Historian Davis Joyce looks back at the Tulsa race riots and the significance of Oklahoma in US history. He is a Professor Emeritus of History at East Central University in Ada, Oklahoma. His books include An Oklahoma I Had Never Seen Before: Alternative Views of Oklahoma History and Alternative Oklahoma: Contrarian Views of the Sooner State. [includes rush transcript]
This is a rush transcript. Copy may not be in its final form.
AMY GOODMAN: A hundred and twenty years ago this month, white settlers took over vast areas of so-called “unassigned” lands from Native Americans during the Oklahoma Land Run. In our final segment, we take a few moments to look at Oklahoma’s only — often forgotten history.
We’re joined by Davis Joyce, Professor Emeritus of History at East Central University. He’s the author and editor of nine books, including a biography of Howard Zinn. Davis Joyce joins us on the telephone from Spavinaw, Oklahoma. He wrote Alternative Oklahoma: Contrarian Views.
Welcome to Democracy Now! Very briefly, in this last few minutes we have, can you talk about Oklahoma, for an audience that spans the world? What should we understand about your history here?
DAVIS JOYCE: Good morning, Amy. Thank you very much. I will try to be brief, though you know that doesn’t come naturally to professors.
My approach to Oklahoma history is an approach that’s been very much influenced by Howard Zinn and his idea of history from the bottom up, or people’s history. Thus, my works focus on women and minorities and radicals who have worked to improve the quality of people’s lives and the common people. And when I do look at a subject that’s a standard part of Oklahoma history, I try to look at it in a new, revisionist, what I call “alternative” manner.
You mentioned, for example, the Land Runs. I gave a talk during the centennial year of Oklahoma statehood, 2007, and someone was critical at me at the end, because I had not mentioned the Land Run. And I said, “Well, I have an essay in my book about the Land Run.
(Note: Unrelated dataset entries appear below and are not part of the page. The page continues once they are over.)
PR #1249, opened 2024-02-26
Adding new PiiKind values for Scrub Last Hextet and for dropping value.

aef123:
Adding 2 new PII Kind values for scrubbing last hextet and for dropping values.


lib/include/public/Enums.hpp
```diff
@@ -129,6 +129,10 @@ namespace MAT_NS_BEGIN
         PiiKind_Fqdn = 12,
         /// <summary>A legacy IPV4 Internet address.</summary>
         PiiKind_IPv4AddressLegacy = 13,
+        /// <summary>A legacy IPV6 Internet address.</summary>
+        IPv6ScrubLastHextets = 14,
+        /// <summary>Drop the value.</summary>
+        DropValue = 15,
```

It’s called ‘The Difficulty of Celebrating an Invasion.’” So, I think there’s something to be said for looking at those ignored parts of our past and those progressive parts of our past that many people have forgotten about.
AMY GOODMAN: So tell us, very briefly — I mean, here we are in Lawton, Oklahoma. It’s the headquarters of the Comanche Nation. The Native American significance of Oklahoma? The race riots of Tulsa? What should we know? And unfortunately, we only have a minute, but I want you just to touch on it here, as we are in Oklahoma.
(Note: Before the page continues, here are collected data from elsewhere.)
PR #1264, opened 2024-04-15
Remove _CRT_SECURE_NO_WARNINGS macro usage

mkoscumb:
It seems like all the warnings that _CRT_SECURE_NO_WARNINGS disabled have been resolved. Removing usage of the macro, as its no longer necessary.

There was one warning fired by usage of gmtime vs gmtime_s. However, given that the result of gmtime was never used I simply removed it.


Solutions/win32-lib/win32-lib.vcxproj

DAVIS JOYCE: Ironically, when your people made contact with me to bring me on your show, I was working on the final report of the Tulsa Race Riot Commission. I was re-reading it for a long time.
It was an ignored part of the past for Tulsa and for the state of Oklahoma. Fortunately, we have finally done a better job processing that in recent years. It is probably the worst such riot in American history, just after World War I. And there is now a memorial dedicated to John Hope Franklin, the famous African American historian who was from here in our state.
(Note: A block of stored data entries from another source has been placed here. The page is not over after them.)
PR #1452, opened 2026-05-27
Added EVT_DROPPED reason codes via param2

mogiligarimidi23:
**Summary**

Make SDK-level event drops observable to DebugEventListeners by attaching a reason code to existing EVT_DROPPED dispatches via DebugEvent.param2, dispatching EVT_DROPPED from the previously-silent teardown-timeout path, anddispatching EVT_DROPPED from the catastrophic-resize branch of the SQLite offline store. Two new values are appended to EventDroppedReason for cases the existing enum doesn't cover.

The change is purely additive — no existing dispatch semantics are altered, and param2 is 0 for any caller that hasn't been updated.

**Motivation**

Several EVT_DROPPED sites today emit only param1 = recordCount, leaving listeners unable to distinguish why records were dropped (storage trim vs. profile-disabled vs. teardown-timeout vs. storage-save-failed).Application-layer telemetry-health dashboards can therefore report "events dropped" but not the cause. This change carries the existing internal attribution out to listeners.

**Changes**

lib/include/public/Enums.hpp — append two values to EventDroppedReason:

 DROPPED_REASON_TEARDOWN_TIMEOUT,
 DROPPED_REASON_LATENCY_DISABLED_BY_PROFILE,

All existing values keep their numeric assignments; the new values are added at the end.

lib/include/public/IOfflineStorage.hpp — add non-pure virtual GetRemainingRecordCountForShutdown() const with a default that returns GetRecordCount().
ABI note: third-party implementations stay source-compatible but must be recompiled against this SDK version (the vtable grows). Documented in the method's <remarks>.

lib/offline/OfflineStorage_SQLite.cpp — the catastrophic-resize branch (m_DbSizeEstimate > 2 × m_DbSizeLimit, which deletes all events) now dispatches EVT_DROPPED with param1 = count and param2 = DROPPED_REASON_OFFLINE_STORAGE_OVERFLOW. Previously this branch returned silently. The trim branch (≤ 2× limit) is unchanged.

Teardown-timeout dispatch — EVT_DROPPED now fires with param2 = DROPPED_REASON_TEARDOWN_TIMEOUT when records remain after the shutdown deadline.

Profile-disabled dispatch — EVT_DROPPED now fires with param2 = DROPPED_REASON_LATENCY_DISABLED_BY_PROFILE when records are dropped because their latency tier is disabled by the active transmit profile.

**Tests**

No new tests; existing offline-storage and telemetry-system tests cover the modified dispatch paths. Verified on Android


lib/offline/StorageObserver.cpp
```diff
@@ -180,6 +181,7 @@ namespace MAT_NS_BEGIN {
             DebugEvent evt;
             evt.type = EVT_DROPPED;
             evt.param1 = overallCount;
+            evt.param2 = static_cast<size_t>(DROPPED_REASON_OFFLINE_STORAGE_OVERFLOW);
```
lalitb: I think the reason here should be for the records deleted for exceeding the max retry count, not storage overflow.

lib/include/public/Enums.hpp
```diff
@@ -565,7 +565,9 @@ namespace MAT_NS_BEGIN
         DROPPED_REASON_SERVER_DECLINED_5XX,
         DROPPED_REASON_SERVER_DECLINED_OTHER,
         DROPPED_REASON_RETRY_EXCEEDED,
-        DROPPED_REASON_COUNT
+        DROPPED_REASON_COUNT,
+        DROPPED_REASON_TEARDOWN_TIMEOUT,
+        DROPPED_REASON_LATENCY_DISABLED_BY_PROFILE
```
lalitb: Can we move the new values before `DROPPED_REASON_COUNT` so that the  variable `gc_NumDroppedReasons` defined below (line 573) remains valid, and also in case any listeners validates using expetression ` param2 < DROPPED_REASON_COUNT`.

lib/system/TelemetrySystem.cpp
```diff
@@ -76,7 +76,17 @@ namespace MAT_NS_BEGIN {
                     auto uploadTime = GetUptimeMs() - stopTimes[0];
                     if (uploadTime >= (1000L * timeoutInSec))
                     {
-                        // Hard-stop if it takes longer than planned
+                        // Hard-stop if it takes longer than planned.
+                        // Emit an EVT_DROPPED carrying the remaining record count
+                        // so listeners can attribute teardown-timeout losses.
+                        const size_t remaining = storage.GetRecordCount();
```
lalitb: Can we also include the in-flight upload count here? `GetRecordCount()` can be 0 during teardown even when records are still being uploaded, so this may miss some dropped records.

lalitb:
Can we double-check other delete/drop paths too? For example, the SQLite “DB is too big” path does `DELETE FROM` events and returns before emitting `EVT_DROPPED`, so some drops may still have no reason code.

lib/offline/StorageObserver.cpp
mogiligarimidi23: Updated this with DROPPED_REASON_RETRY_EXCEEDED

lib/system/TelemetrySystem.cpp
mogiligarimidi23: Done

lib/include/public/Version.hpp
```diff
@@ -6,8 +6,8 @@
 #define MAT_VERSION_HPP
 // WARNING: DO NOT MODIFY THIS FILE!
```
bmehta001, line 7: You can revert the changes to this file, since it is automatically generated

lib/system/TelemetrySystem.cpp
```diff
@@ -76,7 +76,19 @@ namespace MAT_NS_BEGIN {
                     auto uploadTime = GetUptimeMs() - stopTimes[0];
                     if (uploadTime >= (1000L * timeoutInSec))
                     {
-                        // Hard-stop if it takes longer than planned
+                        // Hard-stop if it takes longer than planned.
+                        // Emit an EVT_DROPPED carrying the remaining record count
+                        // so listeners can attribute teardown-timeout losses.
+                        // Include in-flight upload records too: GetRecordCount() can be 0
+                        // during teardown while records are still being uploaded.
+                        const size_t remaining = storage.GetRecordCount() + tpm.inflightRecordCount();
```
lalitb: Thanks for adding this. I realized the count works differently by storage type: memory storage does not include in-flight records in `GetRecordCount()`, but SQLite/Room already do. So adding `inflightRecordCount()` here can double-count for SQLite/Room.

Maybe we can move this behind the storage layer instead, e.g.:

```cpp
size_t GetRemainingRecordCountForShutdown();

// MemoryStorage
return GetRecordCount() + GetReservedCount();

// SQLite / Room
return GetRecordCount();
```

Then TelemetrySystem can just call that one method without knowing storage-specific details.

lib/include/public/Version.hpp
lalitb: +1. The version bump is done with new release, not with every PR.

lib/offline/OfflineStorage_SQLite.cpp
```diff
@@ -954,24 +954,27 @@ namespace MAT_NS_BEGIN {
                 LOG_TRACE("DB is too big, deleting...");
                 Execute("DELETE FROM " TABLE_NAME_EVENTS);
                 Execute("VACUUM");
-                return true;
+                eventsDropped = count;
             }
```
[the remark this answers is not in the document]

I think what I work on is, we have such a conservative image, red state, that I like to remind people we have not always been that kind of state. And I hope that my approach to history can help get us back in touch with our progressive roots.
AMY GOODMAN: Well, you know, Davis Joyce, we’re not going to have time to do this justice, so we’re going to have you back on to talk about the history of Oklahoma. It’s so important, is central to the history of this country. Davis Joyce, Professor Emeritus of History at East Central University here in Oklahoma, author of a number of books, including Alternative Oklahoma.